America's Slaves Were More Valuable Than All Its Industrial Capital Combined

slate.com

By Matthew Yglesias

Posted Thursday, July 18, 2013, at 10:13 AM



Thomas Piketty and Gabriel Zucman have a new paper out ( PDF) about the historical evolution of wealth in a number of different prominent countries, and it features this chart for the United States that really drives home the amazing reality of America's antebellum slave economy. The "human capital" consisting of black men and women held as chattel in the states of the south was more valuable than all the industrial and transportation capital ("other domestic capital") of the country in the first half of the nineteenth century. When you consider that the institution of slavery was limited to specific subset of the country, you can see that in the region where it held sway slave wealth was wealth.

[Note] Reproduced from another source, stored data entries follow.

PR #2470, opened 2021-07-14
Load 3.0 codepen examples in documentation once more

### LINKED ISSUE #2447: NONE of the codepen examples/snippets in the documentation work.

wegry:

The React module's Component property wasn't defined in the 3.0 UMD bundle for some reason in codepen. Use ESM @rjsf/core bundle instead.

fixes #2447 

### Checklist

  Screen Shot 2021-07-14 at 18 29 29

### DIFF
--- a/docs/main.js
+++ b/docs/main.js
@@ -12,7 +12,7 @@ $(".language-jsx").each(function() {
     var prefill = {
         "title":"RJSF example",
         "tags":[],
-        "scripts":["https://cdnjs.cloudflare.com/ajax/libs/react/17.0.2/umd/react.production.min.js","https://cdnjs.cloudflare.com/ajax/libs/react-dom/17.0.2/umd/react-dom.production.min.js","https://unpkg.com/@rjsf/core@3.0.1/dist/react-jsonschema-form.js"],
+        "scripts":["https://cdnjs.cloudflare.com/ajax/libs/react/17.0.2/umd/react.production.min.js","https://cdnjs.cloudflare.com/ajax/libs/react-dom/17.0.2/umd/react-dom.production.min.js","https://unpkg.com/@rjsf/core/dist/react-jsonschema-form.js"],
         "stylesheets":["//maxcdn.bootstrapcdn.com/bootstrap/3.3.6/css/bootstrap.min.css"]
     };
     var div = $("<div><div class=\"codepen\" data-height=\"400\" data-theme-id=\"light\" data-default-tab=\"js,result\" data-prefill='" + JSON.stringify(prefill) + " '>\"<pre data-lang=\"html\">\n&lt;div id=\"app\">&lt;/div></pre><pre data-lang=\"babel\">" + text + "</pre></div></div>").css("margin", "30px 0px");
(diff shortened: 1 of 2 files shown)


epicfaace:
Thanks for fixing this. But does this mean that the UMD bundle no longer works? Is there a potential fix for that issue as well?

wegry:
@epicfaace I don't know. I haven't used UMD consciously in years if ESM is available. I'd expect if UMD was broken, it'd get raised as an issue otherwise.

wegry:
Alright, looks like the `external` change I had made to the webpack.config.js was assuming the UMD bundle would be used from a bundler/module aware system. It did _not_ account for React/ReactDOM being an ambient global (like the non-esm CDN approach).

docs/main.js
```diff
@@ -12,7 +12,7 @@ $(".language-jsx").each(function() {
     var prefill = {
         "title":"RJSF example",
         "tags":[],
-        "scripts":["https://cdnjs.cloudflare.com/ajax/libs/react/16.13.1/umd/react.production.min.js","https://cdnjs.cloudflare.com/ajax/libs/react-dom/16.13.1/umd/react-dom.production.min.js","https://unpkg.com/@rjsf/core@2.5.1/dist/react-jsonschema-form.js"],
+        "scripts":["https://cdnjs.cloudflare.com/ajax/libs/react/17.0.2/umd/react.production.min.js","https://cdnjs.cloudflare.com/ajax/libs/react-dom/17.0.2/umd/react-dom.production.min.js","https://unpkg.com/@rjsf/core@3.0.1/dist/react-jsonschema-form.js"],
```
epicfaace, line 15: Let's always get the latest version

```suggestion
        "scripts":["https://cdnjs.cloudflare.com/ajax/libs/react/17.0.2/umd/react.production.min.js","https://cdnjs.cloudflare.com/ajax/libs/react-dom/17.0.2/umd/react-dom.production.min.js","https://unpkg.com/@rjsf/core/dist/react-jsonschema-form.js"],
```

epicfaace (approved):
Great, thanks for finding the fix! :)

packages/core/webpack.config.dist.js
```diff
@@ -14,6 +15,9 @@ module.exports = {
     libraryTarget: "umd"
   },
   plugins: [
+    new MonacoWebpackPlugin({
+      languages: ['json']
+    }),
```
wegry: I don't think this plugin is usable within a library. I'm almost certain that we're just incurring a build time cost with no usable change in output.

epicfaace: Yeah, that's right. Perhaps we could split it so it's only available for the playground and docs in a separate PR though?

PR #2475, opened 2021-07-18
Fix canary builds

epicfaace:
Fix canary builds by not including `from-package` (earlier, it wouldn't publish canaries at all due to the presence of this argument).


heath-freenome:
@epicfaace is this PR still needed? IF not maybe close.

PR #4971, opened 2026-02-23
fix: omitExtraData strips additionalProperties inside oneOf/anyOf

### LINKED ISSUE #4366: Unable to add new item for object with additionalProperties within anyOf / oneOf with liveOmit and omitExtraData
### Prerequisites

### What theme are you using?

core

### Version

5.x

### Current Behavior

When `liveOmit` and `omitExtraData` options are enabled, then you are unable to add a new item to an object that uses `additionalProperties` within an `anyOf` or `oneOf`.

Example json schema
```json
{
  "oneOf": [
    {
      "type": "object",
      "additionalProperties": {
        "foo": {
          "type": "string"
        }
      }
    }
  ]
}
```

RJSF options
```
liveOmit: true
omitExtraData: true
```

### Expected Behavior

Can add new items

### Steps To Reproduce

1. Visit [playground](https://rjsf-team.github.io/react-jsonschema-form/#eyJmb3JtRGF0YSI6e30sInNjaGVtYSI6eyJvbmVPZiI6W3sidHlwZSI6Im9iamVjdCIsImFkZGl0aW9uYWxQcm9wZXJ0aWVzIjp7ImZvbyI6eyJ0eXBlIjoic3RyaW5nIn19fV19LCJ1aVNjaGVtYSI6e30sInRoZW1lIjoiZGVmYXVsdCIsImxpdmVTZXR0aW5ncyI6eyJzaG93RXJyb3JMaXN0IjoidG9wIiwiZXhwZXJpbWVudGFsX2RlZmF1bHRGb3JtU3RhdGVCZWhhdmlvciI6eyJhcnJheU1pbkl0ZW1zIjp7InBvcHVsYXRlIjoicG9wdWxhdGUiLCJtZXJnZUV4dHJhRGVmYXVsdHMiOmZhbHNlfSwiYWxsT2YiOiJza2lwRGVmYXVsdHMiLCJlbXB0eU9iamVjdEZpZWxkcyI6InBvcHVsYXRlQWxsRGVmYXVsdHMiLCJtZXJnZURlZmF1bHRzSW50b0Zvcm1EYXRhIjoidXNlRm9ybURhdGFJZlByZXNlbnQifSwibGl2ZU9taXQiOnRydWUsIm9taXRFeHRyYURhdGEiOnRydWV9fQ==)
2. Try and add a new item

### Environment

```markdown
Playground
```

### Anything else?

_No response_

adamrimon:

Fixes #4366

When `omitExtraData` and `liveOmit` are enabled, additional properties inside a `oneOf`/`anyOf` option are incorrectly stripped on every change. This makes it impossible to add new key-value pairs to objects with `additionalProperties` in those schemas.

The bug is specific to `oneOf`/`anyOf` because of how `retrieveSchema` works. When `additionalProperties` is directly on the root schema, `retrieveSchema` calls `stubExistingAdditionalProperties`, which expands formData keys into the schema's `properties`. This means `toPathSchema` sees them as regular properties and creates child entries for them.

But when `additionalProperties` is inside a `oneOf`/`anyOf` option, the resolved inner schema does not go through the same stubbing. So `toPathSchema` sets the `additionalProperties` flag on the `PathSchema` node but never creates child entries for the formData keys. When `getFieldNames` later walks the `PathSchema` to decide which fields to keep, it finds no children, returns an empty list, and all the data gets stripped.

The fix adds logic to `toPathSchema` that iterates over formData keys not present in `properties` and recursively builds `PathSchema` entries for them using the `additionalProperties` schema. This lets `getFieldNames` discover them naturally during traversal. It also enables deep stripping when the `additionalProperties` schema itself defines strict constraints.

### Checklist

  - [X] I've added and/or updated tests. I've run `npx nx run-many --target=build --exclude=@rjsf/docs && npm run test:update` to update snapshots, if needed.


packages/utils/test/schema/omitExtraDataTest.ts
```diff
@@ -311,6 +311,100 @@ export default function omitExtraDataTest(testValidator: TestValidatorType) {
       expect(schemaUtils.omitExtraData(schema, formData)).toEqual(formData);
     });
 
+    it('should not omit additional properties when root schema has additionalProperties', () => {
```
nickgros, line 314: These test make sense. I'm wondering what happens in the cases where we have two schemas in `oneOf` like

```json
{ 
	"oneOf": [{
		"type": "object",
		"properties": {
			"discriminator": { "const": "foo" }
		},
		"additionalProperties": true,
	},
	{
		"type": "object",
		"properties": {
			"discriminator": { "const": "bar" }
		},
		"additionalProperties": false,
	}]
}
```

Do we properly discard the additional property for each case? Does it make sense to add these as tests?

adamrimon: We do, but I added it as a test case :)

packages/utils/src/schema/toPathSchema.ts
```diff
@@ -98,6 +98,22 @@ function toPathSchemaInternal<T = any, S extends StrictRJSFSchema = RJSFSchema,
 
   if (ADDITIONAL_PROPERTIES_KEY in schema && schema[ADDITIONAL_PROPERTIES_KEY] !== false) {
     set(pathSchema, RJSF_ADDITIONAL_PROPERTIES_FLAG, true);
+    const additionalSchema =
+      typeof schema[ADDITIONAL_PROPERTIES_KEY] === 'object' ? (schema[ADDITIONAL_PROPERTIES_KEY] as S) : ({} as S);
```
heath-freenome: Using lodash's `isObject()` would result in a shorter line... and one need only cast once with a little paren switching
```suggestion
      (isObject(schema[ADDITIONAL_PROPERTIES_KEY]) ? schema[ADDITIONAL_PROPERTIES_KEY] : {}) as S;
```

CHANGELOG.md
```diff
@@ -26,6 +26,8 @@ should change the heading of the (upcoming) version to include a major version b
 
 - Fixed `resolveAllReferences` to preserve `$ref` on resolved schemas, enabling `ui:definitions` beyond the first recursion level, fixing [#4966](https://github.com/rjsf-team/react-jsonschema-form/issues/4966)
 
+- Fixed `omitExtraData` stripping `additionalProperties` inside oneOf/anyOf options, fixing [#4366](https://github.com/rjsf-team/react-jsonschema-form/issues/4366)
+
```
heath-freenome, line 30: No need for the extra line
```suggestion
- Fixed `resolveAllReferences` to preserve `$ref` on resolved schemas, enabling `ui:definitions` beyond the first recursion level, fixing [#4966](https://github.com/rjsf-team/react-jsonschema-form/issues/4966) 
- Fixed `omitExtraData` stripping `additionalProperties` inside oneOf/anyOf options, fixing [#4366](https://github.com/rjsf-team/react-jsonschema-form/issues/4366)

```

In their discussion, the point Piketty and Zucman make about this is that slave wealth was the functional equivalent of land wealth in a country where agricultural land was abundant. The typical European wealth-holding pattern was of an economic elite composed of wealthy landowners in a environment of scarce usable land. In America, land was plentiful since you could steal it from Native Americans. That should could have led to an egalitarian distribution of wealth, but instead an alternative agrarian elite emerged that did happen to own large stocks of land but whose wealthy was primarily composed of owning the human beings who worked the land rather than owning the land itself.